» Data in this exercise
PR #500, opened 2023-02-01
Add model inplace flag for quantization

PenghuiCheng:
## Type of Change

Add model inplace flag for quantization  
API changed

## Description

Add model inplace flag for quantization  

model will be inplace in quantization in neural compressor.

Local tested


neural_compressor/conf/config.py
```diff
@@ -789,7 +789,8 @@ def percent_to_float(data):
         'framework': And(str, lambda s: s in list(FRAMEWORKS.keys()) + ['NA']),
         Optional('inputs', default=[]): And(Or(str, list), Use(input_to_list)),
         Optional('outputs', default=[]): And(Or(str, list), Use(input_to_list)),
- 
+        Optional('model_inplace', default=False): And(bool, lambda s: s in [True, False]),
```
hshen14, line 792: Can we put under quantization/? framework is general and is not supposed to have quantization specific implementation.

PenghuiCheng: It is under model field， not framework.

PenghuiCheng:
duplicated to https://github.com/intel/neural-compressor/pull/541

PR #514, opened 2023-02-03
Add new config items and support smooth quant

mengniwang95:
## Type of Change

feature

## Description

detail description 
JIRA ticket: https://jira.devtools.intel.com/browse/ILITV-2675


mengniwang95:
domain detection, tuning alpha of smooth_quant, tuning recipes will be added in another PR, please review API for smooth_quant and config first

mengniwang95:
@ftian1

neural_compressor/conf/pythonic_config.py
```diff
@@ -28,6 +28,8 @@ def __init__(self,
                  inputs=[],
                  outputs=[],
                  backend='default',
+                 domain='auto',
```
ftian1, line 31: why changing here? this should be legacy conf code, right?

neural_compressor/config.py
```diff
@@ -348,6 +348,8 @@ def __init__(self,
                  inputs=[],
                  outputs=[],
                  backend="default",
+                 domain="auto",
```
ftian1, line 351: will you add function comments here to explain them?

ftian1 (approved):
the code is ok for me. pls add some function comments to make it readable, especially the func comments

neural_compressor/conf/pythonic_config.py
mengniwang95: > 
it maps new config items to the legacy conf, so the legacy conf should have these attributes. Keep these attrs but don't take them as initialization params is ok?

ftian1 (approved):

PR #628, opened 2023-03-09
Fix mix precision

mengniwang95:
## Type of Change

bug fix

## Description

Fix mix precision


mengniwang95:
> please also fix in https://github.com/intel/neural-compressor/blob/mengni/mix/docs/source/quantization_mixed_precision.md#turn-off-auto-mixed-precision-during-quantization

I will add ORT part and @changwangss @lvliang-intel please check PT/TF parts

ftian1 (approved):

PR #631, opened 2023-03-09
Quantization/sq example update

wenhuach21:
## Type of Change
example change


wenhuach21:
benchmarking has weird behavior, please help correct it.

chensuyue (approved):

PR #632, opened 2023-03-09
Enable automatic model slim for channel pruning and MHA pruning.

YIYANGCAI:
Signed-off-by: Cai, Yiyang <yiyang.cai@intel.com>

## Type of Change

new feature
API not changed

## Description

An enhancement of channel pruning. In some particular structure we can remove the all-zero channels and thus the model's inference speed can be significantly improved. HF folks recently mentioned similar feature in pruning therefore we would like to enable such feature in INC quickly.

Automatically detect target pattern in the model and slim it by removing some all-zero channels

Pre-CI and example tests.

## Dependency Change?

None.


neural_compressor/compression/pruner/model_slim/pattern_analyzer.py
```diff
@@ -0,0 +1,381 @@
...
+# Unless required by applicable law or agreed to in writing, software
+# distributed under the License is distributed on an "AS IS" BASIS,
+# WITHOUT WARRANTIES OR CONDITIONS OF ANY KIND, either express or implied.
+# See the License for the specific language governing permissions and
+# limitations under the License.
+
+import torch
+import re
+
+JIT_SUPPORT_OPS = ['linear', 'gelu', 'mul'] # linear and all act_fn supported by pytorch-aten extension
```
wenhuach21, line 22: too strict constraint, need to improve in the next version

neural_compressor/compression/pruner/model_slim/pattern_analyzer.py
```diff
@@ -0,0 +1,381 @@
...
+                    else:
+                        continue 
+        # step 2: dfs  
+        # execute dfs-based pattern matching
+        dfs()
+        print(f"Matched {len(self.search_results)} pattern {self.target_pattern} in model {type(self.model).__name__}")
+        JitBasicSearcher.get_layer_for_all(self)
+        return self.search_results
+
+class Linear2LinearSearcher(JitBasicSearcher):
```
wenhuach21, line 319: could we implement it with some pattern rather than a class

wenhuach21 (approved):
significant improvement is needed in the next version

neural_compressor/compression/pruner/model_slim/pattern_analyzer.py
YIYANGCAI: Will do! All improvements including functions and coding structure will be carried out in next version.

YIYANGCAI: MHA slim will also be supported, since hf seems to have similar features.

neural_compressor/compression/pruner/model_slim/weight_slim.py
```diff
@@ -0,0 +1,319 @@
...
+        ffn_indice = PostCompressionUtils.get_mha_input_indice(self.ffn.weight, self.hidden_size, self.head_nums)
+        all_indice_to_prune = {
+            "query": query_indice,
+            "key": key_indice,
+            "value": value_indice,
+            "ffn": ffn_indice
+        }
+        
+        # alignment, take the least heads to prune
+        print(all_indice_to_prune)
```
wenhuach21, line 305: ->log

PR #687, opened 2023-03-16
pruning/add block mask feature

WeiweiZhang1:
## Type of Change

feature

API not changed


neural_compressor/compression/pruner/patterns.py
```diff
@@ -19,11 +19,10 @@
 from .utils import torch
 from .utils import logger
 from collections import namedtuple
-
+import torch.nn.functional as F
```
wenhuach21, line 22: use lazy import, otherwise ut will fail

examples/pytorch/nlp/huggingface_models/question-answering/pruning/eager/run_qa_no_trainer_block.py
wenhuach21, line 1: please also help run one of the snip-moment examples to check whether there are any regressions

PR #718, opened 2023-03-21
Enabled multi-nodes pruning of ResNet50 on cpu device.

XinyuYe-Intel:
## Type of Change

Example enabling
API not changed

## Description

Enabled multi-nodes pruning of ResNet50 on cpu device.

results on multi-nodes is comparable with single node.

follow readme

## Dependency Change?

no library dependency introduced or removed


chensuyue:
Please update spell check dict.

chensuyue (approved):

PR #739, opened 2023-03-24
Neural Insights initial design

bmyrcha:
## Type of Change

Added Neural Insights module for diagnosis and profiling
Modified Quantization and Benchmark configs by adding respectively `diagnosis` and `profiling` parameters.

## Description

Created Neural Insights backend code and modifications to Quantization and Benchmark API.

Neural Insights workloads added when executing Quantization API with `diagnosis` and Benchmark API with `profiling` option. These workloads should be visible in web GUI. Backend also should provide detailed information about specified diagnosis or profiling via endpoints.

Limited manual tests using TF mobilenet_v1 example.

## Dependency Change?

No

### DIFF
--- a/neural_insights/ux/bin/neural_insights
+++ b/neural_insights/ux/bin/neural_insights
@@ -1,0 +1,24 @@
+#!/usr/bin/env python3
+# -*- coding: utf-8 -*-
+# Copyright (c) 2023 Intel Corporation
+#
+# Licensed under the Apache License, Version 2.0 (the "License");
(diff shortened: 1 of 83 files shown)


neural_insights/ux/bin/neural_insights
```diff
@@ -0,0 +1,24 @@
+#!/usr/bin/env python3
```
chensuyue, line 1: do we need to wrap up by `ux`

PR #757, opened 2023-03-28
ExportConfig&Torch2ONNXConfig docstring polish

xin3he:
## Type of Change

add docstring

## Description

ExportConfig&Torch2ONNXConfig docstring polish

N/A

N/A

## Dependency Change?

N/A

### DIFF
--- a/neural_compressor/config.py
+++ b/neural_compressor/config.py
@@ -1246,7 +1246,19 @@ class MixedPrecisionConfig(PostTrainingQuantConfig):
             self._precision = precision
 
 class ExportConfig:
-    """Config Class for Export."""
+    """Common Base Config for Export.
+
+    Args:
+        dtype (str, optional): The data type of the exported model, select from ["fp32", "int8"]. 
+                               Defaults to "int8".
+        opset_version (int, optional): The ONNX opset version used for export. Defaults to 14.
+        quant_format (str, optional): The quantization format of the exported int8 onnx model, 
+                                      select from ["QDQ", "QLinear"]. Defaults to "QDQ".
+        example_inputs (optional): Example inputs used for tracing model. Defaults to None.
+        input_names (list, optional): A list of model input names. Defaults to None.
+        output_names (list, optional): A list of model output names. Defaults to None.
+        dynamic_axes (dict, optional): A dictionary of dynamic axes information. Defaults to None.
+    """
     def __init__(
         self,
         dtype="int8",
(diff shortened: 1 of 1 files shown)


neural_compressor/config.py
```diff
@@ -1343,7 +1355,37 @@ def __init__(self):
...
+        quant_format (str, optional): The quantization format of the exported int8 onnx model, 
+                                      select from ["QDQ", "QLinear"]. Defaults to "QDQ".
+        example_inputs (required): Example inputs used for tracing model. Defaults to None.
+        input_names (list, optional): A list of model input names. Defaults to None.
+        output_names (list, optional): A list of model output names. Defaults to None.
+        dynamic_axes (dict, optional): A dictionary of dynamic axes information. Defaults to None.
+        recipe (str, optional): A string to select recipes used for Linear -> Matmul + Add, select from 
+                                ["QDQ_OP_FP32_BIAS", "QDQ_OP_INT32_BIAS", "QDQ_OP_FP32_BIAS_QDQ"]. 
+                                Defaults to 'QDQ_OP_FP32_BIAS'.
+
```
mengniwang95, line 1373: I think it is better if you can provide a link to different recipes so that users can understand what does they mean

neural_compressor/config.py
```diff
@@ -1343,7 +1355,37 @@ def __init__(self):
...
-    """Config Class for Torch2ONNX."""
+    """Config Class for Torch2ONNX.
+
+    Args:
+        dtype (str, optional): The data type of the exported model, select from ["fp32", "int8"]. 
+                               Defaults to "int8".
+        opset_version (int, optional): The ONNX opset version used for export. Defaults to 14.
+        quant_format (str, optional): The quantization format of the exported int8 onnx model, 
+                                      select from ["QDQ", "QLinear"]. Defaults to "QDQ".
+        example_inputs (required): Example inputs used for tracing model. Defaults to None.
```
mengniwang95, line 1366: type for example_inputs?

xin3he: it has lots of kinds, like dict, tuple, list, tensor, I cannot specify it.

neural_compressor/config.py
xin3he: @chensuyue , Do we need to add a link to docs in docstring?

chensuyue: I think we don't need a link in docstring.

neural_compressor/config.py
chensuyue: We should list the types that we accept.

PR #814, opened 2023-04-18
Fix bug for slim non-bias linear layers.

YIYANGCAI:
## Type of Change

bugfix
API changed or not: None

## Description

Fix a bug in auto slim when processing linear layers whose bias attribute is None.

Able to slim non-bias linear layers

PreCI

## Dependency Change?

None

### DIFF
--- a/neural_compressor/compression/pruner/model_slim/pattern_analyzer.py
+++ b/neural_compressor/compression/pruner/model_slim/pattern_analyzer.py
@@ -168,7 +168,7 @@ class JitBasicSearcher(object):
             self.placeholder_shape = [1, 16]
             self.placeholder_dtype = torch.int64
         else:
-            logger.warning("Cannot generate dummy input automatically, please set it manually when initialzation.")
+            logger.warning("Cannot generate dummy input automatically.")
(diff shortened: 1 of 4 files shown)


WeiweiZhang1 (approved):

neural_compressor/compression/pruner/model_slim/pattern_analyzer.py
```diff
@@ -183,44 +183,56 @@ def generate_static_graph_with_dummyinput(self):
                 torch.ones([1, 80, 3000]),
                 torch.ones([1, 448], dtype=torch.int64)
```
wenhuach21, line 184: it is quite tricky , is there any chance to polish it

wenhuach21 (approved):

neural_compressor/compression/pruner/model_slim/pattern_analyzer.py
YIYANGCAI: This will not be called if we provide an external datasets for whisper model. However, it is still hard to analyze whisper's dummy input.

PR #830, opened 2023-04-25
Smooth Quant for Tensorflow backend

Spycsh:
## Type of Change

Feature

## Description

We support Conv2d and MatMul smoothquant for Tensorflow/ITEX backend

SmoothQuant is used to decrease the accuracy loss for CV and NLP models

Invoke UT cases
distilbert_base
opt-125m
gpt2-medium

## Dependency Change?

None


neural_compressor/adaptor/tf_utils/smooth_quant_scaler.py
```diff
@@ -0,0 +1,148 @@
...
+                    cur_const_node = W_const_node_lst[w_i]
+                    try:
+                        scale = np.power(A_max_per_in_channel, self.alpha) /  \
+                                np.power(W_max_per_in_channel, (1-self.alpha))
+                    except ValueError as e:
+                        logger.info(e)
+                        logger.info("Skip smoothing the node: {}".format(cur_const_node.name))
+                        continue
+                    # clip the scales that are too small
+                    scale = np.clip(scale, a_min=1e-2, a_max=1e8)
```
wenhuach21, line 138: may I know whether there are some models that benefited from this setting? We may apply this setting to other backends.

wenhuach21:
Also, it seems that group convolution is not excluded, which will throw an exception when applying sq. Depthwise conv is ok

neural_compressor/adaptor/tf_utils/smooth_quant_scaler.py
Spycsh: Hi, I'm not sure which line of code you are refering to that makes some "benefit"?

If you mean the try-catch clock from line 130-136, we catch the exception because I remember that in the resnet there is a const node that will cause "operands could not be broadcast together with shapes...", which means that the two inputs' shape do not match for the computation. Also at that time we check that intel tensorflow does not support optimization on that specific setting so we just skip that.

If you mean the line 138 clipping of the scales, I have no idea on that line of code :) because I read about PyTorch and ONNX backend sq code and find this line. I think it may skip the "divide by zero" problem (but for numpy I think it only will raise a Warning rather than an Error), so I do not really think this line make sense.

If you mean the line 139-142, this few lines (need uncommented) is useful for the distilbert. I use that because I think smoothquant is not really a silver bullet for restoring accuracy. I have done some experiments to see that there are some cases when the MeanSquareError increases after using smoothquant, compared to not using sq (we expect MSE to be lower after using sq). The paper assumes that 1) the activation >> weight for some channels 2) for the same channel, variance is relatively small. However, I think this is too ideal for arbitrary models. For example, I find that for one distilbert model I have to uncomment 139-142 to get the accuracy correct. That is just my experience and it may not be correct, but it may works if you meet relevant problems for other backends.

Spycsh:
> Also, it seems that group convolution is not excluded, which will throw an exception when applying sq. Depthwise conv is ok

Yes, it seems that what you mentioned is related to the try-catch clock from line 130-136. The backend supported patterns may be inadequate here. We will recheck it later.

neural_compressor/adaptor/tf_utils/smooth_quant_scaler.py
Spycsh: Thanks for pointing out. I remember that min value does not make some clear effect or benefit. Maybe I just forgot to edit it back. I will check and fix that.

examples/tensorflow/large_language_model/README.md
```diff
@@ -0,0 +1,24 @@
+1. Get fp32 accuracy
```
chensuyue, line 1: The example structure is like `examples/[framework]/[model domain]/[model name]/[optimization method]/...`, so please refactor the example path for LLM models.

chensuyue:
Please update the example path and unify the example interface, let's do some extension test for the new add models.

examples/tensorflow/large_language_model/README.md
Spycsh: OK, got it

Spycsh:
Hi @chensuyue , ITEX backend is now supported. do we need to add another entry parameter that specify the backend?

examples/tensorflow/nlp/large_language_models/quantization/ptq/smoothquant/requirements.txt
```diff
@@ -0,0 +1,2 @@
+tensorflow
+datasets
```
chensuyue, line 2: Test require `transformers`, https://inteltf-jenk.sh.intel.com/job/intel-lpot-validation-top-mr-extension/5021/artifact/linux/tensorflow/gpt2_medium_sq/tensorflow-gpt2_medium_sq-linux-spr-tune.log

PR #1864, opened 2024-06-13
fix 3x ipex static quant regression

violetch24:
## Type of Change

bug fix

## Description
fix 3x ipex static quant regression
cannot fallback with op type name ('linear')
dump wrong op stats (no 'Linear&relu' op type)


xin3he (approved):

changwangss (approved):

xin3he:
https://inteltf-jenk.sh.intel.com/job/inc-validation-top-weekly-large-model-SPR-only-3x-API/54/

PR #1880, opened 2024-06-20
Support xpu device for 3.x ipex static

violetch24:
## Type of Change

feature
API not changed

## Description

add support to xpu device for 3.x ipex static

local test


neural_compressor/torch/quantization/config.py
```diff
@@ -995,6 +997,7 @@ def __init__(
         self.act_granularity = act_granularity
         self.act_algo = act_algo
         self.excluded_precisions = excluded_precisions
+        self.device = device
```
yiliu30, line 1000: I have a general question: should we infer the `device` from the model, or should we ask users to set it explicitly? 
If users have already placed the model on XPU using sth like `model.to(xpu)`, I believe we should infer it from the model by checking the device information of the model's parameters.

neural_compressor/torch/quantization/config.py
```diff
@@ -968,6 +968,7 @@ class StaticQuantConfig(BaseConfig):
         "act_granularity",
         "act_algo",
         "excluded_precisions",
+        "device",
```
yiliu30, line 971: Please only add the tunable parameter to the `params_list`.

neural_compressor/torch/quantization/config.py
```diff
@@ -1005,17 +1008,17 @@ def register_supported_configs(cls) -> List[OperatorConfig]:
         supported_configs.append(OperatorConfig(config=linear_static_config, operators=operators))
         cls.supported_configs = supported_configs
 
-    @staticmethod
-    def get_model_info_for_ipex(model: torch.nn.Module, example_inputs) -> List[Tuple[str, Callable]]:
+    def get_model_info_for_ipex(self, model: torch.nn.Module, example_inputs) -> List[Tuple[str, Callable]]:
```
yiliu30, line 1011: If we infer the `device` from the model, I think we can leave it as a static method.

yiliu30 (approved):

violetch24:
Will raise a PR with new design.

PR #1902, opened 2024-07-04
example update for 3.x ipex sq

violetch24:
## Type of Change

example refine

## Description

use TSModel for loading, similar to ITREX
add autotune in example for ipex sq


xin3he (approved):
LGTM

PR #1904, opened 2024-07-09
Get default config based on the auto-detect CPU type

yiliu30:
## Type of Change

feature
API changed or not: Yes

## Description
Need to auto-detect CPU and provide lightweight algorithm configuration as default config for client.
- [ ] Doc

Algo:
- [x] RTN
- [x] GPTQ
- [x] AUTO-ROUND

### Usage
```python
config_auto_detect = get_default_rtn_config()
config_for_client = get_default_rtn_config(processor_type="client")
config_for_server = get_default_rtn_config(processor_type="server")
```
### Test
```bash
pytest -sv ./test/3x/torch/test_config.py -k  TestQuantConfigBasedonProcessorType
```

## Dependency Change?


neural_compressor/torch/utils/utility.py
```diff
@@ -278,3 +280,61 @@ def get_model_device(model: torch.nn.Module):
...
+    Server = "Server"
+
+
+def detect_processor_type_based_on_hw():
+    """Detects the processor type based on the hardware configuration.
+
+    Returns:
+        ProcessorType: The detected processor type (Server or Client).
+    """
+    # Detect the processor type based on below conditions:
```
yiliu30, line 296: @xin3he @Kaihui-intel Here is the auto-detect logic. We can refine it if you have other suggestions.

xin3he: I'm not sure if this is correct. Also, maybe the number of cores is also a consideration.

xin3he (approved):

neural_compressor/torch/utils/utility.py
yiliu30: I enhanced the check a little bit and added more logs to inform the user of the detection result. If the detection result is wrong, the user can override it explicitly。

Kaihui-intel (approved):

PR #1911, opened 2024-07-11
implement TorchBaseConfig

xin3he:
## Type of Change

implement TorchBaseConfig

## Description

Re-write func `_get_op_name_op_type_config` in BaseConfig to fallback op_type with string.
Reason:
- [x] IPEX backend has some special op_types, such as `Linear&add`, which cannot be set to class.
- [x] keep the same behavior as INC 2.x for torch backend.

UTs pass

### DIFF
--- a/test/3x/torch/quantization/test_static_quant.py
+++ b/test/3x/torch/quantization/test_static_quant.py
@@ -76,7 +76,7 @@ class TestStaticQuant:
         quant_config = get_default_static_config()
         example_inputs = self.input
         # fallback by op_type
-        quant_config.set_local(torch.nn.Linear, StaticQuantConfig(w_dtype="fp32", act_dtype="fp32"))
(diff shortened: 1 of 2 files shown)


test/3x/torch/quantization/test_static_quant.py
```diff
@@ -76,7 +76,7 @@ def test_static_quant_fallback(self):
         quant_config = get_default_static_config()
         example_inputs = self.input
         # fallback by op_type
-        quant_config.set_local(torch.nn.Linear, StaticQuantConfig(w_dtype="fp32", act_dtype="fp32"))
+        quant_config.set_local([torch.nn.Linear, "Linear&add"], StaticQuantConfig(w_dtype="fp32", act_dtype="fp32"))
```
yiliu30, line 79: Please add some UTs to ensure that all `Linear&add` are fallbacked as expected.

xin3he: It's added already. The message is dumped in log and verified manually.

violetch24 (approved):

Kaihui-intel (approved):

PR #1915, opened 2024-07-12
[For Review Only] Release Notes for v3.0

thuang6:
v3.0 Release notes draft, [render version](https://github.com/intel/neural-compressor/blob/thuang6/release-notes-3.0/release-notes-v3.0.md)

- [x] FP8 quantization support after Habana HQT Integration commits upstream back to INC
- [x] INT4 model loading support after Habana commits upstream back to INC
- [x] Remain PRs for client side quantization improvements
- [x] Remain PRs for examples 
- [x] Remain PRs for documents 
- [ ] Multimodal model support in Highlights and examples if it is fitted into v3.0  (dropped)


release-notes-v3.0.md
```diff
@@ -0,0 +1,109 @@
...
+- Features
+- Improvements
+- Examples
+- Bug Fixes
+- Documentations
+- External Contributions
+- Validated Configurations
+
+**Highlights**
+ - FP8 quantization and INT4 model loading support on [Intel® Gaudi® AI accelerator](https://habana.ai/products/gaudi2/)
```
hshen14, line 13: How about FP8 quantization and weight-only INT4 quantization support on xxx?

release-notes-v3.0.md
```diff
@@ -0,0 +1,109 @@
...
+- Improvements
+- Examples
+- Bug Fixes
+- Documentations
+- External Contributions
+- Validated Configurations
+
+**Highlights**
+ - FP8 quantization and INT4 model loading support on [Intel® Gaudi® AI accelerator](https://habana.ai/products/gaudi2/) 
+ - Framework extension API (3.x API) for quantization, mixed-precision and benchmarking
```
hshen14, line 14: Do we need to mention 3.x here?

release-notes-v3.0.md
thuang6: That's my previous draft, but I revised to this.  not sure if we have a clear alignment to claim INT4 WOQ support on xxx? since we only covers RTN/AutoRound without formal release test

release-notes-v3.0.md
thuang6: I found "3.x" was used a lot in PR and also example file path, so I added this to indicate it is the same thing as framework extension API.  For release notes, I am ok to remove it if we believe it is kind of informal.

thuang6: removed

PR #1916, opened 2024-07-12
Support xpu for ipex static quant

violetch24:
## Type of Change

feature and example

## Description

Support xpu for ipex static quant
- [x] support quantized on xpu in current API
- [ ] save & load using config mapping
- [x] enable op_name and op_type fallback
- [x] add xpu related ut

ut pass

### DIFF
--- a/neural_compressor/torch/algorithms/static_quant/static_quant.py
+++ b/neural_compressor/torch/algorithms/static_quant/static_quant.py
@@ -33,11 +33,13 @@ from packaging.version import Version
 
 from neural_compressor.torch.algorithms import Quantizer
 from neural_compressor.torch.utils import logger
+from neural_compressor.torch.utils.auto_accelerator import auto_detect_accelerator
 
 from .utility import (
     CpuInfo,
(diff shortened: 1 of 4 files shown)


neural_compressor/torch/algorithms/static_quant/save_load.py
```diff
@@ -32,9 +32,17 @@ def save(model, output_dir="./saved_results"):
...
+        model.ori_save(qmodel_file_path)
+        with open(qconfig_file_path, "w") as f:
+            json.dump(model.tune_cfg, f, indent=4)
+    else:
+        from neural_compressor.common.utils import save_config_mapping
+
+        save_config_mapping(model.qconfig, qconfig_file_path)
+        # MethodType 'save' not in state_dict
+        del model.save
+        torch.save(model.state_dict(), qmodel_file_path)
```
xin3he, line 45: This save is not correct, jit model has it's own save method and we can reuse in both CPU and XPU situations.

xin3he (approved):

» What you will do
Show the lines of the data that hold the word "diagnosis".

» Completed task
Added Neural Insights module for diagnosis and profiling
Modified Quantization and Benchmark configs by adding respectively `diagnosis` and `profiling` parameters.
Neural Insights workloads added when executing Quantization API with `diagnosis` and Benchmark API with `profiling` option. These workloads should be visible in web GUI. Backend also should provide detailed information about specified diagnosis or profiling via endpoints.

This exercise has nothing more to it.